| Work request |
Return every record in full. Match each one exactly.

*** Opening of Supplied records ***

PR #2188, opened 2019-08-15
[greenboard] Uses node-gyp-powered sqlite3 if no sqlite3 binary is installed in the system

### LINKED ISSUE #2139: [testing] Add fallback in case sqlite3 cli is not installed
## Description
Currently if the user doesn't have sqlite3 installed, the greenboard is not able to clean the DB automatically, and after the first test, all tests start to fail (because the wallet address already has a related user).

It would be great that this is not required, and that we simply have a clean copy of the DB each time that we run the tests.

joelalejandro:
Resolves #2139.

### DIFF
--- a/e2e-run.sh
+++ b/e2e-run.sh
@@ -2,27 +2,29 @@
 
 echo "(1/4) Running preflight checks and cleanups..."
 
-if [ -z "$NVM_DIR" ];
-then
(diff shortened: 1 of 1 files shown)


spersico:
Looking good! Seems ok. I'll test it tomorrow, now go to sleep!

PR #2189, opened 2019-08-15
[greenboard] Fallbacks to $(which python2.7) if no PYTHON env var exists

### LINKED ISSUE #2138: [testing] Replace $PYTHON variable
## Description

During the setup process of the E2E suite, the Greenboard E2E project asks the user for the $PYTHON environment variable.
I believe that we should use something more general, like `which python` or `which python2.7`, as the $PYTHON var it's not pre-installed in Ubuntu (and consequentially none of the related distros).

joelalejandro:
Resolves #2138.

### DIFF
--- a/e2e-prepare.sh
+++ b/e2e-prepare.sh
@@ -6,11 +6,18 @@ echo "(1/7) Running preflight checks and cleanups..."
 
 if [ -z "$PYTHON" ];
 then
-  echo "  > Error: Please set the PYTHON environment variable."
-  exit
+  echo "  > Python env-var not found, attempting detection via which"
+  PYTHON="$(which python2.7)"
+fi
+
+if [ -z "$PYTHON" ];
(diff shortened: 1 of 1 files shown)


e2e-prepare.sh
```diff
@@ -6,12 +6,19 @@ echo "(1/7) Running preflight checks and cleanups..."
...
+fi
+
+if [ -z "$PYTHON" ];
+then
+  echo "  > ERROR: You need to install python2.7 to compile node-gyp related dependencies."
 else
   echo "  > Found Python at: $PYTHON"
 fi
 
+exit
```
spersico: Didn't run this yet but.... Are you sure that this goes here and not in line 15 inside the*then*?

joelalejandro: This shouldn't be here, lol.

*** Close of Supplied records ***

| Finished exercise |
PR #2188, opened 2019-08-15
[greenboard] Uses node-gyp-powered sqlite3 if no sqlite3 binary is installed in the system

### LINKED ISSUE #2139: [testing] Add fallback in case sqlite3 cli is not installed
## Description
Currently if the user doesn't have sqlite3 installed, the greenboard is not able to clean the DB automatically, and after the first test, all tests start to fail (because the wallet address already has a related user).

It would be great that this is not required, and that we simply have a clean copy of the DB each time that we run the tests.

joelalejandro:
Resolves #2139.

### DIFF
--- a/e2e-run.sh
+++ b/e2e-run.sh
@@ -2,27 +2,29 @@
 
 echo "(1/4) Running preflight checks and cleanups..."
 
-if [ -z "$NVM_DIR" ];
-then
(diff shortened: 1 of 1 files shown)


spersico:
Looking good! Seems ok. I'll test it tomorrow, now go to sleep!

PR #2189, opened 2019-08-15
[greenboard] Fallbacks to $(which python2.7) if no PYTHON env var exists

### LINKED ISSUE #2138: [testing] Replace $PYTHON variable
## Description

During the setup process of the E2E suite, the Greenboard E2E project asks the user for the $PYTHON environment variable.
I believe that we should use something more general, like `which python` or `which python2.7`, as the $PYTHON var it's not pre-installed in Ubuntu (and consequentially none of the related distros).

joelalejandro:
Resolves #2138.

### DIFF
--- a/e2e-prepare.sh
+++ b/e2e-prepare.sh
@@ -6,11 +6,18 @@ echo "(1/7) Running preflight checks and cleanups..."
 
 if [ -z "$PYTHON" ];
 then
-  echo "  > Error: Please set the PYTHON environment variable."
-  exit
+  echo "  > Python env-var not found, attempting detection via which"
+  PYTHON="$(which python2.7)"
+fi
+
+if [ -z "$PYTHON" ];
(diff shortened: 1 of 1 files shown)


e2e-prepare.sh
```diff
@@ -6,12 +6,19 @@ echo "(1/7) Running preflight checks and cleanups..."
...
+fi
+
+if [ -z "$PYTHON" ];
+then
+  echo "  > ERROR: You need to install python2.7 to compile node-gyp related dependencies."
 else
   echo "  > Found Python at: $PYTHON"
 fi
 
+exit
```
spersico: Didn't run this yet but.... Are you sure that this goes here and not in line 15 inside the*then*?

joelalejandro: This shouldn't be here, lol.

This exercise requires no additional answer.